Magnetic Induction in Europa’s Ocean

The Galileo mission discovered a distorted magnetic field around Jupiter’s moon Europa that is best explained by induction in a subsurface ocean. NASA’s Europa Clipper mission will revisit the moon and measure the field with much higher precision. The data should yield field models with an error of about one nano Tesla (nT). We explore whether this is precise enough for detecting any induction due to zonal flows or the effects of conductivity variations caused by salinity gradients. Our tools comprise analytical solutions, the Matlab code SVzon, and the MHD code MagIC. Unfortunately, we find that both zonal winds and salinity gradients likely have signals well below the expected error level.
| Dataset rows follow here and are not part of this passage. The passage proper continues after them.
PR #1344, opened 2025-06-17
Fix a test that fails on go 1.24 due to crypto/rsa changes

dleehr:
Golang 1.24 returns a different error message than 1.23 when attempting to initialize a key with invalid bit length. This change updates the test to consider both error messages since we support 1.23 and 1.24. It was developed on a collaboration call.

### DIFF
--- a/pkg/certificates/ca_test.go
+++ b/pkg/certificates/ca_test.go
@@ -13,6 +13,7 @@ import (
 	"io"
 	"net"
 	"reflect"
+	"slices"
 	"testing"
 	"time"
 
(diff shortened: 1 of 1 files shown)


matoval (approved):
lgtm, tested with go1.23.9 and go1.24.0

arrestle:
> lgtm, tested with go1.23.9 and go1.24.0

Me too. tested with go1.24.4 and go1.23.9 with a go clean -testcache in between. Don't have permissions to approve tho.

arrestle (commented):
LGTM

lranjbar (approved):

arrestle (approved):

PR #1345, opened 2025-06-17
AAP-46609 cli go unit test

arrestle:
Increases test cover of cli.go to 85.5%
Does not test Run() due to issues mocking /tmp files which will be discussed separately,
Including original tests (with additional mock expectations) as well as new ones.


pkg/certificates/ca_test.go
```diff
@@ -518,7 +517,14 @@ sa6wJArEJueVGTZbXePe5zaBUWAHdPX7DYeVISHO4WkOvEquwT1BwJ/v8KO77aKv
 2HcWw8NEqjF9Enb+ieyBD9Ds04NFFAaPDHA/8eWL+PXuMLtN2ALbomG1UcfsrnEL
 qI0vTc9/cZNK/A3W8rUFjat6jPUW1CsZm8yvJ3ORU01V4xVfZMRH3JzwB0WqRGVo
 FYeY7rWtiZX43Wq4szS4xWy7nlk0Jg==
------END PRIVATE KEY-----`)
+-----END PRIVATE KEY-----`
```
PabloHiro, line 521:
```suggestion
-----END PRIVATE KEY-----` // NOSONAR 
```
To make sonarqube happy, we will refactor this at some point so these are generated at test time, but for now...

PabloHiro (changes requested):

pkg/certificates/ca_test.go
PabloHiro: Dang, it did not work :( 

I am not sure in which line the comment needs to be added, maybe in the first one instead?

arrestle: I think it just needed a `make fmt`. it seems happier now.

PabloHiro: We are still getting:
image
:(

arrestle: Yup. trying something else now. Trying to wrap it in a function. That worked.

PabloHiro (approved):

lranjbar (approved):

PR #1347, opened 2025-06-19
Add more tests to types

AaronH88:


pkg/types/main_test.go
```diff
@@ -37,3 +43,172 @@ func TestMainInitNodeID(t *testing.T) {
...
 	}
 }
+
+func TestNodeCfgInitEmptyID(t *testing.T) {
+	originalHostname := ""
+	defer func() {
+		if originalHostname != "" {
+			os.Setenv("HOSTNAME", originalHostname)
+		}
+	}()
```
matoval: originalHostname var and defer func doesn't seem to needed. I might be missing something but I removed it and the test functions with no issues.

matoval (changes requested):
I left one requested change, also it's not in the code you changed but on line 36 in the error message there is a typo. exected should be expected

lranjbar (approved):
This looks good after the removal of the `originalHostname`. I think that it makes sense to do the localhost cases in a follow up PR. That's going to be involved from what I'm seeing here.

pkg/types/main_test.go
AaronH88: removed, ty

PabloHiro (approved):

matoval (approved):
lgtm

PR #1348, opened 2025-06-19
Add tests in the runProtocol to prove that the connection is not remo…

AaronH88:
…ved in the event of a canceled context


matoval (approved):
lgtm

For example, assuming an electrical conductivity of 10 S/m, flows with peak velocities of about 10 m/s are required to reach the one nT level, which seems excessively fast. We also explore the flows driven by the induction process itself via Lorentz forces. These flows are dominated by geostrophic zonal winds that are reminiscent of the Reynolds-stress driven winds observed in Jupiter’s or Saturn’s cloud decks. Balancing the Lorentz force with viscous drag indicates that these induction-driven flows in Europa’s ocean would remain very slow with velocities below 10^-5 m/sec. This is orders of magnitude slower than any convective driven flows.